Asana is build different, says Moskovitz, deeply conscious of the pitfalls of burnout.
For one, while the company uses the agile methodologies common in software development, it organizes its projects with an approach Moskovitz calls episodes: a 4-month period over which certain product, strategy and sales goals are achieved. At the end of an episode, the team runs a review in the form of “roadmap week.” This is an opportunity to break from the episode — the “in the weeds” doing part of the job — to review progress, identify problem areas, and begin plans for the next episode — effectively taking a “sky high” perspective of the job to be done.
Episodes and roadmap week provide structure for the entire company, but Moskovitz also encourages members to take downtime whenever they need it. The value of these breaks — whether they’re walks, vacations or sabbaticals — is that they respect the need for human beings to find the right rhythm to perform optimally.
Keep Improving: Open and Productive Communication
That’s the second ingredient, Moskovitz shared: all healthy companies need open and productive communication, spanning every area of concern from recruiting to fair compensation to team project management and assessment. Being able to tackle any issue openly helps the company grow and improve, posed Moskovitz, emphasizing that tackling problems head on is a core value.
For example, an employee not pulling his or her weight imposes a cost on an entire team — a cost that cannot be ignored because it will be amplified as a company scales.
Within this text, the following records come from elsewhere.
PR #1921, opened 2021-06-16
Disable line wrapping

### LINKED ISSUE #1342: Disable line wrapping
DartPad currently uses line wrapping, but this causes some weird behavior for samples with long lines. For example, an upcoming codelab uses this line:

```
const owl_url =
    'https://raw.githubusercontent.com/flutter/website/master/src/images/owl.jpg';
```

This line of code restricts the size of the Flutter app.

johnpryan:
This disables `lineWrapping` in the CodeMirror configuration and fixes up some layout code

Staging link: https://20210615t190904-dot-dart-pad.appspot.com/

fixes #1342

### DIFF
--- a/lib/scss/shared.scss
+++ b/lib/scss/shared.scss
@@ -276,7 +276,6 @@ a {
   }
 }
 
-// TODO (ryjohn): is this doing anything?
 .editor-tab {
   text-transform: none !important;
   letter-spacing: normal;
--- a/lib/scss/shared.scss
+++ b/lib/scss/shared.scss
@@ -277,6 +277,7 @@ a {
   }
 }
 
+// TODO (ryjohn): is this doing anything?
 .editor-tab {
   text-transform: none !important;
   letter-spacing: normal;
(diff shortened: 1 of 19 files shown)


domesticmouse (approved):

lib/scss/shared.scss
```diff
@@ -277,6 +277,7 @@ a {
   }
 }
 
+// TODO (ryjohn): is this doing anything?
```
RedBrogdon, line 280: Most. Honest. TODO. Ever.

RedBrogdon (approved):
LGTM. I checked this one out locally just to see if I could break it with a fresh pair of hands. I wasn't able to. 😄 

One thing I noticed, though, is that the console will scroll horizontally on the embedded layout, but not the playground. Printing a huge string to the console on the front page will cause the console to massively expand, possibly disappearing the editor entirely.

I have no idea if that's in scope for the PR or not. Just an observation.

lib/scss/shared.scss
johnpryan: Ha, I left this in by mistake.

PR #1928, opened 2021-06-21
Elide Dart beta SDK from CI

domesticmouse:
This build is also breaking on https://github.com/google/dart-neats/issues/132


johnpryan (approved):
LGTM - do we know what package is causing this yet?

domesticmouse:
No, and i'm guessing we will not be able to build once Dart 2.14 goes stable. @jonasfj has done some investigation, but i'm not sure how to push this forward.

PR #2843, opened 2024-02-15
Update language versions to 3.3 and ignore deprecation notice

parlough:
Also removes the `inline-class` experiment as it's now unnecessary :) 

I have to ignore this usage of `RawKeyEvent` until Flame updates it APIs for the new Flutter replacements.


pkgs/dart_services/lib/src/experiments.dart
```diff
@@ -3,6 +3,4 @@
 // BSD-style license that can be found in the LICENSE file.
 
 /// The experiments to use on the main and beta channels.
-const List<String> enabledExperiments = [
-  'inline-class',
-];
+const List<String> enabledExperiments = [];
```
johnpryan, line 6: I forgot to take this out, good catch!

johnpryan (approved):

PR #2846, opened 2024-02-16
Update Gemini sample

johnpryan:
This applies code changes from this PR: https://github.com/google/generative-ai-dart/pull/69

cc: @khanhnwin

### DIFF
--- a/pkgs/samples/lib/google_ai.dart
+++ b/pkgs/samples/lib/google_ai.dart
@@ -52,8 +52,8 @@ class _ChatScreenState extends State<ChatScreen> {
       body: switch (apiKey) {
         final providedKey? => ChatWidget(apiKey: providedKey),
         _ => ApiKeyWidget(onSubmitted: (key) {
-            setState(() => apiKey = key);
-          }),
+          setState(() => apiKey = key);
+        }),
       },
     );
   }
@@ -75,8 +75,8 @@ class ApiKeyWidget extends StatelessWidget {
           children: [
             const Text(
               'To use the Gemini API, you\'ll need an API key. '
-              'If you don\'t already have one, '
-              'create a key in Google AI Studio.',
+                  'If you don\'t already have one, '
+                  'create a key in Google AI Studio.',
             ),
             const SizedBox(height: 8),
             Link(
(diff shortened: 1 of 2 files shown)


pkgs/samples/lib/google_ai.dart
```diff
@@ -178,7 +201,12 @@ class _ChatWidgetState extends State<ChatWidget> {
                   isFromUser: content.role == 'user',
                 );
               },
-              itemCount: history.length,
+              itemCount: _chat.history.length,
+            )
+                : ListView(
+              children: const [
+                Text('No API key found. Please provide an API Key.'),
```
parlough, line 208: Ah good point to add this, since I think the login(?) page currently allows empty submissions.

We don't have a back button, so maybe we should say to restart the sample? However, it's hopefully a rare mistake, so it might be fine to not provide special details or handling to avoid diverging too much from the original sample.

pkgs/samples/lib/google_ai.dart
```diff
@@ -308,7 +337,10 @@ class MessageWidget extends StatelessWidget {
               horizontal: 20,
             ),
             margin: const EdgeInsets.only(bottom: 8),
-            child: MarkdownBody(data: text),
+            child: MarkdownBody(
+              selectable: true,
```
parlough, line 341: Woo, I was wanting this yesterday! Nice that the package makes it so easy :)

pkgs/samples/lib/google_ai.dart
```diff
@@ -157,19 +159,40 @@ class _ChatWidgetState extends State<ChatWidget> {
...
         children: [
           Expanded(
-            child: ListView.builder(
+            child: widget.apiKey.isNotEmpty
+                ? ListView.builder(
               controller: _scrollController,
               itemBuilder: (context, idx) {
-                final content = history[idx];
-                final text = content.parts
+                var content = _chat.history.toList()[idx];
```
parlough, line 194: As a note, I changed this piece intentionally to avoid recreating the same list, and potentially reevaluating the `history` iterable for each item, but I'll open an upstream fix so it's not lost.

parlough (approved):
Thanks for incorporating these updates. A few minor considerations, but looks good to me.

pkgs/samples/lib/google_ai.dart
```diff
@@ -157,19 +159,40 @@ class _ChatWidgetState extends State<ChatWidget> {
 
   @override
   Widget build(BuildContext context) {
-    final history = _chat.history.toList();
+    var textFieldDecoration = InputDecoration(
```
parlough, line 162: Is this the same as the `textFieldDecoration` method you added below to share with the API screen? Do you want to keep sharing that implementation or nah?

PR #2853, opened 2024-02-16
Make redirects for old embed destinations more flexible

parlough:
This is causing some broken embeds on the Flutter marketing website. We can update them, but there are probably other links out there as well.


craiglabenz (approved):
LGTM

devoncarew (approved):

Issue #2854, opened 2024-02-16
codemirror contents not initially displaying when the dartpad UI is created off-screen


devoncarew:
I see this consistently with embedded dartpads when the dartpad are created off-screen (below the fold). See for example https://api.flutter.dev/flutter/material/AppBar-class.html.

I suspect that the codemirror instance is not getting sized correctly - that it may have something like a zero-height. The first interaction with the codemirror instance - like clicking in the editor - will the show the editor content.

Here's a screen shot showing a blank editor (and a very short scroll-bar for the content):

<img width="221" alt="Screenshot 2024-02-16 at 11 24 12 AM" src="https://github.com/dart-lang/dart-pad/assets/1269969/33ceec85-4528-4123-b786-40373e11d3bf">

ditman:
+1 Maybe related?

* https://stackoverflow.com/questions/8349571/codemirror-editor-is-not-loading-content-until-clicked

PR #2856, opened 2024-02-17
Force CodeMirror refresh once in view port

parlough:
Fixes https://github.com/dart-lang/dart-pad/issues/2854

I tested this by deploying and then using the updated version instead of dartpad.dev for the DartPad at the bottom of dart.dev.

I have never used any of these APIs though, so there might be something I'm misusing or a better way to do this?

### DIFF
--- a/pkgs/sketch_pad/lib/editor/editor.dart
+++ b/pkgs/sketch_pad/lib/editor/editor.dart
@@ -173,6 +173,21 @@ class _EditorWidgetState extends State<EditorWidget> implements EditorService {
         (CodeMirror editor, [HintOptions? options]) {
           return options!.results;
         }.toJS);
+
+    // Listen for document body to be visible, then force a code mirror refresh.
+    final observer = web.IntersectionObserver(
+      (JSArray entries, web.IntersectionObserver observer) {
+        for (final entry in entries.toDart) {
+          if ((entry as web.IntersectionObserverEntry).isIntersecting) {
+            observer.unobserve(web.document.body!);
+            Timer.run(() => codeMirror!.refresh());
+            return;
+          }
+        }
+      }.toJS,
+    );
+
+    observer.observe(web.document.body!);
   }
 
   @override


pkgs/sketch_pad/lib/editor/editor.dart
```diff
@@ -173,6 +173,21 @@ class _EditorWidgetState extends State<EditorWidget> implements EditorService {
         (CodeMirror editor, [HintOptions? options]) {
           return options!.results;
         }.toJS);
+
+    // Listen for document body to be visible, then force a code mirror refresh.
+    final observer = web.IntersectionObserver(
```
devoncarew, line 178: Not for this PR, but I wonder if there isn't some lightweight (extension method based?) wrapper that could make the package:web APIs here slightly more user-friendly?

devoncarew (approved):
lgtm!

pkgs/sketch_pad/lib/editor/editor.dart
parlough: Yeah, a lot of the pain comes from this parameter being typed as `JSFunction`, making it potentially unclear what to specify in the callback. I think this is a pretty common pain point for `package:web` currently.

Once we can update our `package:web` version, we should be able to specify the type parameter for `JSArray` which should help a bit.

pkgs/sketch_pad/lib/editor/editor.dart
```diff
@@ -173,6 +173,21 @@ class _EditorWidgetState extends State<EditorWidget> implements EditorService {
...
+          if ((entry as web.IntersectionObserverEntry).isIntersecting) {
+            observer.unobserve(web.document.body!);
+            Timer.run(() => codeMirror!.refresh());
+            return;
+          }
+        }
+      }.toJS,
+    );
+
+    observer.observe(web.document.body!);
```
ditman, line 190: @parlough I don't think this is what you want, if you observe `body`, `isIntersecting` will always be `true` (the body is always intersecting with itself!). I think what you want to observe is the container of the codeMirror editor.

The current implementation is effectively calling `Timer.run` on "the next frame" after you're told that the DIV is rendered in every codeMirror editor in the page.

If you want to use the intersection observer (fine by me, that's what it's for!) you need to tweak this to something like this JS-Fiddle demo I've prepared here, check it out:

* https://jsfiddle.net/ditman/x93b7gj8/

(Your code is 99% there)

pkgs/sketch_pad/lib/editor/editor.dart
ditman: Since Flutter 3.19 you should be able to update to web: ^0.5.0? Is there any plugin missing?

pkgs/sketch_pad/lib/editor/editor.dart
parlough: Thanks for looking into this @ditman!

I guess I was only thinking about the case where DartPad was embedded in an iframe and that document's body being visible within the user's view port. Or does `IntersectionObserver` not consider the view port of the parent document?

Either way, observing the container of the editor makes a lot more sense, and it sounds like it would account for other issues where the embed is in the viewport, but not the editor, especially for the mobile layout. I'll try that out and open a new PR. Thanks!

ditman: > Or does IntersectionObserver not consider the view port of the parent document?

I don't think it does, but I've never tried that level of nesting! In that case, you might be able to simplify your solution to just schedule the `reset` of the editor directly (on a `Timer` or a `Future.delayed`, whatever you prefer).

> I'll try that out and open a new PR.

Feel free to ping me if any of the changes you want to make to the embedding gives you any grief, we can always go to the basic JS and then translate the fix to package:web!

PR #2858, opened 2024-02-18
Accept injected snippets from Dart/Flutter websites

parlough:
The inject script uses this message to send the source code to the DartPad embed iframe. Mostly maintaining the preexisting functionality.


johnpryan (approved):
LGTM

Moskovitz directly addressed equity compensation, arguing that employees were at a disadvantage in terms of understanding how equity works. “Options are such a foreign subject for most employees. Then you add liquidation preferences and ratchets, and so this is a losing game for employees,” Moskovitz lamented. For problems like this, a culture of open communication ensures that problems are solved intentionally.
Best Practices for Humane Workplaces
Though it’s difficult to convey in words, Moskovitz made it clear that “best practices” cannot be cemented in company manuals or value statements. Instead, they have to be embedded in the way a company actually handles conflict among its employees and in the way a company proactively empowers its teams. At Asana, this is accomplished through intentional product development practices (episodes followed by roadmap weeks) and genuine support for an anti-grinding culture. Sounds like a nice place to work to us.